The Emo Show: Raúl Zamudio, "Mi Rasa es Tu Rasa"
April 18, 2013
Teplin in Emma McCagg, Raúl Zamudio, Teresa Serrano, Wojtek Ulrich

Emma K. McCagg, “Annie Get Your Gun”; 2010; Oil on canvas with glitter; 34 x 38 inches

The artworks selected for The Emo Show are meant to produce catharsis in the viewer via the emotions of humor, anger, and terror. These emotions are part of the ancient Indian aesthetic system known as Rasa. Rasa qualifies a work of art regardless whether it’s visual, literary, musical, or performative via its powerful embodiment of a particular emotion. The emotional purview of Rasa is broad and encompasses fear, love, wonder and so forth, which, in turn, have their associated colors including black for terror.
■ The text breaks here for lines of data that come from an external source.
PR #646, opened 2015-11-02
Fix for #461

mafiya69:
Output of 
```
long xr = 6167950454l;
cout << " xr : " << xr << endl;
RCP<const Integer> ir = integer(xr);
cout << "*ir : " << *ir << endl;
```
Previous :
```
 xr : 6167950454
*ir : 1872983158
```
After this :
```
 xr : 6167950454
*ir : 6167950454
```

### DIFF
--- a/symengine/integer.h
+++ b/symengine/integer.h
@@ -7,6 +7,8 @@
 #ifndef SYMENGINE_INTEGER_H
 #define SYMENGINE_INTEGER_H
 
+#include <type_traits>
+
 #include <symengine/basic.h>
 #include <symengine/number.h>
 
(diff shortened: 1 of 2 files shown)


certik:
Thanks! Can you add a test that fails before and now passes?

mafiya69:
Though I have added the tests, they are passing in this PR. To see they are failing with master, see : https://travis-ci.org/mafiya69/symengine/builds/88921311

certik:
Perfect, this looks good. However, as it is currently, the `integer` function always constructs an `mpz_class`, that is then copied by value into the `Integer` constructor, so there is some overhead. I think a better design is to have multiple constructors in the `Integer` class itself, and then let the `integer` function just forward the argument. What do you think?

mafiya69:
Since all types are finally converting into `mpz_class`, I think if we have only one constructor of `Integer` class(accepting `mpz_class`) and having forwarding in `integer` function, all the values will be implicitly converted to `mpz_class`, otherwise they will be explicitly converted from their respective constructors(If we do constructor overloading). I implemented this approach in https://github.com/symengine/symengine/compare/master...mafiya69:fix461-1

certik:
That would work. I opened your patches into a PR #647.

PR #647, opened 2015-11-03
Fix for #461

certik:


symengine/integer.h
```diff
@@ -152,12 +152,13 @@ struct RCPIntegerKeyLess
         return false;
     }
 };
-//! \return RCP<const Integer> from `int`
-inline RCP<const Integer> integer(int i)
+//! \return RCP<const Integer> from integral values
+template<typename T> inline
+typename std::enable_if<std::is_integral<T>::value, RCP<const Integer>>::type
```
certik: Do we still need this `enable_if` in here? It seems it would work without it as well.

mafiya69: Also I think, we don't need the another overload for `integer` function. So I am removing `std::enable_if` and another overload of `integer`.

certik: Agreed

mafiya69:
@certik Anything more to do?

certik:
No, this looks great! Thanks for improving the code.

PR #649, opened 2015-11-05
Use const references

mafiya69:
I think 
```
for (auto& name : ds) {
    ...
}
```
can be replaced with 
```
for (const auto& name : ds) {
    ...
}
```
if `name` is not modified in `for` loop.


certik:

As a framework formed from a different cultural location, Rasa reveals the limitations of traditional Western aesthetics that privileged mimesis, ethnocentric notions of beauty, and standards of artistic production that can be characterized as academic.  Whereas Western aesthetics is vertical, hierarchical, and singular, Rasa implies a kind of horizontality and is more inclusive and pluralistic. Thus an aria within the context of Rasa, for example, is not valued aesthetically because it’s a textbook model of correct execution; rather, its valence is based on audience response to where it is so moved its experience of the song becomes transformative. But transformation is nothing if it does not produce catharsis. And this was the underlying motivation in selecting works by the following artists: Emma McCagg, Teresa Serrano, and Wojtek Ulrich

Emma McCagg’s paintings are a confluence of the ubiquitous baby picture and a kind of vintage “girly” magazine. They consist of the heads of babies on adult bodies that are suggestively posed that question a society whose children are sexualized when dressed like adults and goaded to perform flirtatiously beyond their years. This is belied by another concomitant narrative in McCagg’s paintings:  the desire of older women to retain their youth through cosmetic surgeries. Similarly addressing issues of what might be considered feminist, is Teresa Serrano’s video titled La Piñata (2003). Whereas McCagg’s approach to her subject matter comes from the emotion of humor, Serrano affects us through anger in a work alluding to misogyny and what may be called femicide. Her video begins with a middle-class man hitting the proverbial piñata. But this is a female effigy based on a latex sex doll outfitted with a wig made from human hair. After the piñata’s destruction with attendant sexual and misogynistic overtones, the work’s coda entails a scrolling text that refers to the murder of more than 300 women in Cuidad Juarez, Mexico that remain unsolved. Rounding out the selected works is Wojtek Ulrich’s single-channel video projection titled The Dog (2011). Working with the emotion of terror, Ulrich’s piece consists of a large pig affixed to what appears to be a cross, which is then submerged in shark-infested waters off the Bahamian coast and violently devoured.  Although one could misconstrue this work as being solely about iconoclasm, it triangulates nature as zoomorphic, anthropomorphic and archetypally. This otherworldly environment is like an unnamable primeval locus; however because of humanity’s ongoing destruction of itself and of nature, it is a now a Garden of Eden.........gone amok.

Raúl Zamudio, born in Tijuana, Mexico, is a New York City-based independent curator and writer, and an alumnus of the Whitney Independent Study Program in Critical Studies. He has curated or co-curated more than 90 exhibitions in the Americas, Asia and Europe and as a writer, more than 200 of his texts have been published in books, catalogs, journals, and magazines.